§ Exercise description
When a line in the entries below contains "being", tally it; give the tally with nothing added.

§ Record extracts
Issue #713, opened 2026-08-30
`ChromeIsOneColour` flakes under load on `main` — 10 of 45 runs, eight different cases, all at `_screenshot`'s `server exited unexpectedly`


diazoxide:
`tests/test_frame_tmux_integration.py`'s `ChromeIsOneColour` flakes under load, on `main`,
independently of #694. Found while measuring #694 (PR #712) and deliberately not fixed
there: it is a different mechanism, in a class neither of #694's tests is in.

## Measured

Paired legs, both worktrees run simultaneously under 10 spin loops on a 14-core darwin box,
`python3.14`, tmux 3.7c, 45 runs each:

| leg | runs | failed |
|---|---|---|
| `main` @`d40d998` | 45 | **10** |
| PR #712's branch | 45 | **6** |

The branch touches nothing this class reaches, so the two numbers are one number: **~18%
of loaded runs of this class fail**. Unloaded it is green — 8931 tests OK on 3.14 and on
3.12 on the same machine.

It is not one test. Across those 90 runs, eight distinct cases failed:

```
4  test_the_frame_draws_every_rule_the_same_inside_the_operators_own_tmux
3  test_the_frame_does_not_move_when_focus_does
2  test_the_unfixed_frame_really_does_draw_its_rules_in_two_colours
2  test_no_shipped_design_leaves_a_seam_between_two_panes_of_one_colour
2  test_an_unsurfaced_rule_really_does_leave_a_seam_between_painted_panes
1  test_the_unset_really_does_take_the_harnesss_edges_back_off
1  test_the_previous_design_really_does_draw_one_rule_in_two_colours
1  test_every_rule_in_a_surfaced_frame_is_one_colour
```

## The failure

Every one of them is the same line — `_screenshot`'s own gate, not the colour assertion the
test is about:

```
File "tests/test_frame_tmux_integration.py", line 4478, in test_the_frame_draws_every_rule_the_same_inside_the_operators_own_tmux
  own = self._screenshot(arm=True)
File "tests/test_frame_tmux_integration.py", line 4336, in _screenshot
  self.assertEqual(r.returncode, 0, r.stderr)
AssertionError: 1 != 0 : server exited unexpectedly
```

`server exited unexpectedly` is tmux's own words for a client whose server went away
mid-command. So the subject is the class's fixture — the forked pty client and the server
it is attached to — and not what any of these eight tests assert about colour.

## Why it is worth a number

[...]

PR #864, opened 2026-09-03
The tmux integration tests stop waiting for the next look (#843)

### LINKED ISSUE #843: The sweep's per-mutation estimate is half the real cost wherever test_frame_tmux_integration is in the selection
The deletion sweep sizes a shard at `SECONDS_A_MUTATION = 60`. On #840 the measured cost was about **twice** that, and the run reported

```
no verdict: 1 survivor so far, 5 not measured; 39 of 48 measured, 9 out of time
```

with `Sweep shard 1 of 2` cancelled at its report deadline. The branch's own answer was to cut the surface (48 → 32 mutations, and the five that did not terminate are gone), but the reason the estimate is out is not specific to that branch and will not go away.

## The measurement

`tests/test_frame_tmux_integration.py` takes **27.6 s** on a workstation (`python3 -m unittest tests.test_frame_tmux_integration`, tmux 3.7c, warm). It starts a real tmux server per test.

Every other module in a typical frame-area selection, together, is under six seconds:

```
 0.22s  tests.test_a_click_on_a_tab_bar_switches
 0.66s  tests.test_a_panel_pane_exists_once_per_placed_component
 0.70s  tests.test_frame_bars
 0.42s  tests.test_frame_chat_switch
 1.83s  tests.test_frame_density
 0.20s  tests.test_the_keyboard_walks_the_tab_strips
27.56s  tests.test_frame_tmux_integration      <- 82% of the selection's cost
```

So a mutation anywhere the selection reaches that module costs ~33 s locally before anything else runs. CI is slower: #840's shards measured roughly **120 s** a mutation against the 60 s the sizer assumes.

## The blast radius

From a real selection map (16,545 entries), **651** of them name `tests.test_frame_tmux_integration`:

```
 75  charter/commands_frame.py
 40  charter/instance.py
 34  charter/frame/state.py
 32  charter/frame/layout.py
 21  charter/workspace.py
 16  charter/config.py
```

Any branch touching the launcher, the layout arithmetic, the frame state or the plane paths pays it on every mutation. That is most frame work.

## Why this is worth fixing rather than absorbing

`per_shard()` is `(SHARD_BUDGET - SHARD_FIXED) // SECONDS_A_MUTATION` = **28**. A branch with 29 mutations therefore gets two shards of at most 28 — and if its selection is tmux-heavy, each shard needs about 56 minutes for 28 mutations against a 40-minute budget. The failure is silent in the sense that matters: it reports `no verdict`, which is neither a pass nor a survivor, so the author cannot tell an unmeasured mutation from a killed one without downloading the artifacts.

Raising `SECONDS_A_MUTATION` is the wrong fix: it shrinks `per_shard()` and buys more shards, but `MAX_SHARDS = 8` still caps the total, and every OTHER branch then gets more runners than it needs.

## What would fix it

**#841's change, applied to `tests/test_frame_tmux_integration.py`.** That issue's fix — the workspace-tab tests hold their tmux server instead of rebuilding it between themselves — is exactly the shape here: `_TmuxServerFixture.setUp` stands up a server per test and `_teardown_socket` kills it, so a module with dozens of cases pays dozens of server starts. Cases that only ever read geometry (`test_a_bar_this_plane_placed_does_not_take_the_tables_rows`, `test_the_table_panes_width_is_tmuxs_answer_and_not_the_recorded_order`, the resize cases) could share one server and one window per class, the way #841 now does, and the ones that genuinely need a private server keep one.

That is a change to the suite's slowest module, so the win is not only for the sweep: `unittest discover` pays the same 27.6 s on every run, on every Python version in the matrix.

Filed from #840, where it cost nine mutations their measurement.

diazoxide:
Closes #843.

`tests/test_frame_tmux_integration.py` is the suite's slowest module and the most expensive
thing a frame-area mutation can select. It was **28.2 s** on a workstation and **21.5 s** on
`ubuntu-latest`, where it is 84% of a frame selection's 25.7 s. It is now **19.3 s** on the
same workstation, with four more tests than it had.

## What the issue proposed, and why it is not the fix

#843 asks for #841's construction — hold the tmux server per class instead of rebuilding it
per test — on the grounds that the module "starts a real tmux server per test". It does, and
that is worth about **1.3 s of 29 s**.

Measured on this machine (tmux 3.7c, darwin), 10 builds and 10 connects on a throwaway
socket:

```
BUILD   (socket file absent): mean 12.2 ms
CONNECT (server standing)   : mean  5.1 ms
kill-server                 :       4.8 ms
delta per birth             :       7.1 ms
```

One run of the module makes 171 `new-session` calls and 118 `kill-server` calls, so the
whole server-lifecycle premium is ~1.3 s of a 29 s module — **4%**, not 82%. That is not a
flaw in #841: #841 and #713 were **flake** fixes (`server exited unexpectedly`, rc 1), and
their headline number — 12 births to 2 — is a count of races removed, not of seconds. #843
transfers a flake fix as a cost fix, and the arithmetic does not carry over.

Two other claims in #843 do not survive measurement either:

* **"CI is slower."** On run 33751547084 (`ubuntu-latest`, 3.12) the module is **21.5 s**,
  *faster* than the workstation's 28.2 s. Its 84% share of the selection does hold: 21.5 s
  against 4.16 s for the other six modules.
* **"roughly 120 s a mutation."** #840's two sweep runs of the same branch measured **84 s**
  and **185 s** a mutation. See below — the difference is not the selection.

## Where the time actually was

Wrapping `subprocess.run` and `time.sleep` for one run of the module:

```
tmux subprocess.run total :   11.58s  (1987 calls)
other subprocess.run total:    0.18s  (17 calls)
time.sleep total          :   16.68s  (154 calls, mean 102 ms)
```

**Fifty-seven per cent of the module was `time.sleep`**, and it is one number repeated
twenty times. Every wait here polls, which is right — `_DEADLINE`'s own note says a wait
"returns the instant its condition holds". Except it cannot: it returns at the next look,
and the next look was a flat `time.sleep(0.1)` in all twenty loops. That tick is a floor
under every wait in the module whether or not anything is slow. On CI, 57 of the module's
102 tests finish inside a single tick, so the floor is most of what the other 45 pay.

The single most expensive test on CI, at **5.0 s of the 21.5**, is the `pane-died` negative
control, which bought a short wait by shortening its deadline to five seconds.

## The change

**1. A wait looks again sooner, then backs off.** `_Poll` replaces the flat tick at all
twenty loops: 2 ms to the first look back, doubling to a 100 ms ceiling. Doubling rather
than a smaller flat number because `_await_client` runs a `tmux list-clients` per look — a
flat fine tick would spawn ~4,000 processes for a client that never registers. A long wait
costs what it always did (~205 looks over a 20 s deadline against 200 before).

**2. A wait for absence is bounded by a fact, not a stopwatch.**
`_hook_reaches_a_shim`'s docstring already carried the argument: *once tmux has destroyed a
pane, `pane-died` for it can no longer fire at any deadline.* That is a fact tmux can be
asked for, so the control now asks it — `settled=destroyed` — instead of guessing five
seconds. Faster **and stricter**: five seconds was paid in full on every healthy run, and a
machine that fired the hook at 5.1 s would have made the control PASS on its timer running
out. Bounded by the fact it keeps the full `_DEADLINE` and still answers in milliseconds.

## What it tolerates: nothing

No sleep added, no retry, no assertion widened, no deadline raised, no return code stopped
being checked, no condition changed. Settling ends the *wait*, never the reading: the marker
is read once more on the way out, so an argv that landed in the same instant is still
reported — and the control still asserts the pane's absence on its own account, so a pane
tmux KEPT fails it rather than satisfying it.

Four new cases, all four red on `origin/main` (`FAILED (failures=1, errors=3)`):

* the first look back is `_POLL_FIRST` and the gap settles at `_POLL_MAX`, read off
  `time.sleep` rather than off a stopwatch;
* a wait told nothing can change asks once and stops instead of spending 20 s;
* a wait that settles still reports what arrived in the same instant;
* the module contains no `time.sleep(<a number>)` outside the five listed waits-for-absence
  — which is the anti-vacuity half: on `origin/main` that test names all twenty flat polls.

## The measurement

Three runs a side, one workstation, tmux 3.7c:

| | before | after |
|---|---|---|
| module wall | 29.6 / 27.5 / 27.3 s | 17.9 / 19.2 / 19.6 s |
| `time.sleep` | 16.68 s over 154 calls | 5.86 s over 191 calls |
| tests | 102, OK | 106, OK |

Full suite, run the way CI runs it (`unittest discover -s tests`): see the comment below —
this clone sits inside the operator's plane, so `test_plane_write_guard`'s checkout pin
fails here for the reason it exists to catch and fails identically on `origin/main`.

## Why the estimate was not the lever instead

`SECONDS_A_MUTATION = 60` really is low — but its error is not selection-shaped, so a
selection-weighted estimate would not have saved the run this issue was filed from. #840's
two sweep runs, same branch and same selection:

| run | plan | dealt | wall for them | per mutation |
|---|---|---|---|---|
| 33722127015 | 32, 2 shards | 16 | 1349 s | **84 s** |
| 33715835528 | 48, 2 shards | 15 of 24 | 2780 s | **185 s** |

The second is the `39 of 48 measured, 9 out of time` run, and its shard 1 was cancelled at
the runner's own 60-minute cap. What made it 185 s was **three UNRESOLVED mutations** —
`decide` runs the subset twice before it will say "unresolved", so each is up to
2 × `SUBSET_TIMEOUT` (900 s) of a worker, roughly half the shard's worker-seconds between
them. No estimate built from the selection map can predict which mutant fails to terminate.
Raising the constant is ruled out by #843 itself (`MAX_SHARDS` caps the fan-out and every
other branch over-provisions). So the surface is the lever that moves every branch honestly,
and `SHARD_BUDGET` and `sweep.yml`'s `timeout-minutes` are untouched.

No production file was touched.

https://claude.ai/code/session_01Us4MbwkSCJCxwt1CjAd1sf

### DIFF
--- a/docs/news/unreleased-the-tmux-integration-tests-stop-waiting-for-the-next-look.md
+++ b/docs/news/unreleased-the-tmux-integration-tests-stop-waiting-for-the-next-look.md
@@ -1,0 +1,94 @@
+---
+version: unreleased
+headline: The tmux integration tests stop waiting for the next look, so the suite's slowest module costs a third less on every run and every mutation
+---
+
+`tests/test_frame_tmux_integration.py` is the slowest module in this suite and the most
+expensive thing the deletion sweep can select — #843 counted it in 651 of the selection
+map's 16,545 entries, so a branch touching the launcher, the layout arithmetic, the frame
+state or the plane paths pays it on every mutation, and pays it twice (`sweep.decide`
+re-runs a subset that goes red, to confirm the red). Measured on `ubuntu-latest` it was
+**21.5 s** of a frame selection's 25.7 s — 84% of it — and on a workstation **28.2 s**.
+
+It is now **19.3 s** on the same workstation, with four more tests than it had.
+
+## Where the time was, measured rather than assumed
+
+Wrapping `subprocess.run` and `time.sleep` for one run of the module:
+
+```
+tmux subprocess.run total :   11.58s  (1987 calls)
+time.sleep total          :   16.68s  (154 calls, mean 102 ms)
+```
+
+**Fifty-seven per cent of the module was `time.sleep`**, at a mean of 102 ms a call, and
+the reason is one number repeated twenty times. Every wait here polls — which is right, and
+`_DEADLINE`'s own note says why: *"every wait below returns the instant its condition
+holds, so the number is what a LOADED runner may take and never what a healthy one does."*
+Except that it cannot return the instant its condition holds. It returns at the next look,
+and the next look was a flat `time.sleep(0.1)` in every one of them. That tick is a floor
+under every wait in the module whether or not anything is actually slow — and on CI, where
+57 of the module's 102 tests finish inside a single tick, the floor is most of what the
+other 45 pay.
+
+## Two changes, and neither of them shortens a wait
+
+**A wait looks again sooner, and then backs off.** `_Poll` replaces the flat tick at all
+twenty polling loops: the first look back is 2 ms, doubling to a 100 ms ceiling. A
+condition that holds in 5 ms is now seen at 6 ms instead of at 100. A wait that runs long
+costs what it always did — about 205 looks over a 20 s deadline against the 200 the flat
+tick took — which is the reason for doubling rather than for a smaller flat number:
+`_await_client` runs a `tmux list-clients` per look, and a flat fine tick would have spawned
+some four thousand processes for a client that never registers.
+
+Every deadline is the number it was, every condition is the condition it was, and a machine
+where a condition never holds spends exactly the time it spent before and fails with the
+same message. What changed is how often the loop looks, which is not a fact about the code
+under test.
+
+**A wait for absence is bounded by a fact instead of by a stopwatch.** The single most
+expensive test in the module — `test_a_panel_dying_here_is_destroyed_unless_charter_arms_
+the_window`, 5.0 s of the 21.5 s on CI — is the negative control for charter's `pane-died`
+funnel: the pane dies on a server at tmux's own defaults, and nothing must reach a shell.
+It bought its right to a short wait by *shortening the deadline to five seconds*, and
+`_hook_reaches_a_shim`'s docstring already carried the better argument for it: **once tmux
+has destroyed a pane, `pane-died` for it can no longer fire at any deadline.** That is a
+fact tmux can be asked for, so it is now asked: the control hands the wait a `settled`
+predicate — "has tmux taken the pane away?" — and the wait ends the moment it holds.
+
+That is faster *and* stricter. Five seconds was wrong in both directions: it was paid in
+full on every healthy run, and on a machine slow enough to fire the hook at 5.1 s the
+control would have PASSED on its timer running out — the "test that cannot fail" shape this
+module has shipped several ways. Bounded by the fact, it keeps the full `_DEADLINE` for a
+machine that needs it and still answers in milliseconds. Settling ends the *wait*, never
+the reading: the marker is read once more on the way out, so an argv that landed in the
+same instant is still reported, and a pane tmux KEPT still fails the control by its own
+assertion rather than satisfying it.
+
+## What it tolerates: nothing
+
+No `sleep` was added, no retry, no assertion widened, no deadline raised, no return code
+stopped being checked, and no test's condition changed. The five remaining literal sleeps in
+the module are all waits for something *not* to happen, which cannot be made cheaper by
+looking more often because there is nothing to look at — and they are now enumerated by
+value in a test, so a flat poll cannot creep back into one of the twenty loops unnoticed.
+
+Four new cases, all four red on the version they fix:
+
+* the first look back is `_POLL_FIRST` and the gap settles at `_POLL_MAX`, read off
+  `time.sleep` rather than off a stopwatch;
+* a wait told nothing can change asks once and stops, instead of spending 20 s;
+* a wait that settles still reports what arrived in the same instant — the half that keeps
+  the negative control able to fail at all;
+* and the module contains no `time.sleep(<a number>)` outside the five that are listed.
+
+## The measurement
+
+Same 102 tests, all passing, three runs a side on one workstation (tmux 3.7c, darwin):
+
+| | before | after |
+|---|---|---|
+| module wall | 29.6 / 27.5 / 27.3 s | 17.9 / 19.2 / 19.6 s |
+| `time.sleep` | 16.68 s over 154 calls | 5.86 s over 191 calls |
+
+Nothing to adopt — no production behaviour changed, and no production file was touched.
--- a/tests/test_frame_tmux_integration.py
+++ b/tests/test_frame_tmux_integration.py
@@ -80,6 +80,7 @@ one does.
 
 from __future__ import annotations
 
+import ast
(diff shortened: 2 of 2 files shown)


diazoxide:
**Local full suite, run the way CI runs it** (`python3 -m unittest discover -s tests`):

```
Ran 10730 tests in 536.258s
FAILED (failures=2, errors=2, skipped=9)
```

All four are environmental and not this branch's. This clone lives at
`workspaces/<ws>/charter` *inside* the operator's own control plane — which is exactly the
arrangement `test_plane_write_guard` exists to refuse, and `charter`'s own branch guard
requires a workspace clone rather than the plane root, so there is nowhere else to run it
from here:

```
FAIL:  test_plane_write_guard.WhatIsGuarded.test_the_suite_reads_the_checkout_these_modules_were_loaded_from
FAIL:  test_plane_write_guard.WhatIsGuarded.test_the_plane_a_worktree_redirects_to_is_still_one_the_guard_refuses
ERROR: test_statusline_crash_guard.RenderNeverCrashesCase.test_a_broken_persona_chips_call_does_not_crash_render
ERROR: test_statusline_crash_guard.RenderNeverCrashesCase.test_a_broken_repo_row_does_not_crash_render
```

Same four, same counts, on `origin/main` in the same clone with this branch stashed:

```
=== ON MY BRANCH ===     Ran 23 tests in 0.088s   FAILED (failures=2, errors=2)
=== ON origin/main ===   Ran 23 tests in 0.091s   FAILED (failures=2, errors=2)
```

Neither module is touched by this branch. `test.yml` above is the reading that counts.

The module this PR is about, on this branch:

```
Ran 106 tests in 17.659s
OK
```

diazoxide:
**The measurement that matters, now taken on CI rather than projected.**

Both numbers read the same way out of `test.yml`'s own verbose log — the wall between the
module's first test-start line and the first line after its last — and both are the
**3.13** matrix job, so nothing but this branch differs:

| | module | tests | rest of #843's frame selection | module's share |
|---|---|---|---|---|
| `main` @ ac3d21c (run 33751547084) | **22.9 s** | 102 | 5.00 s | 82.1% |
| this branch (run 33759857191) | **13.3 s** | 106 | 4.81 s | 73.5% |

**42% off the module**, with four more tests in it, and #843's headline — "82% of a frame
area selection's cost" — is now 73.5%.

The test that was the module's most expensive on CI is gone from the top of the list
entirely. Slowest six now:

```
 1.417s  test_a_real_drag_across_the_table_width_removes_the_pane_and_brings_it_back
 1.169s  test_a_corrupt_version_file_does_not_kill_a_live_panel
 0.626s  test_a_state_bump_through_the_real_hook_repaints_the_table_and_the_alert_row
 0.519s  test_a_hostile_hotkey_from_charter_toml_runs_nothing_at_launch
 0.518s  test_the_frame_draws_every_rule_the_same_inside_the_operators_own_tmux
 0.427s  test_the_placeholder_does_not_exit_on_its_own
```

`test_a_panel_dying_here_is_destroyed_unless_charter_arms_the_window` was **5.048 s** on
`main` — the single most expensive test in the module and 22% of it. It is now below every
line above.

Whole suite on that job: `Ran 10730 tests in 361.478s`, and the shard fixed cost the sweep
pays for a baseline comes down with it.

§ Written answer
2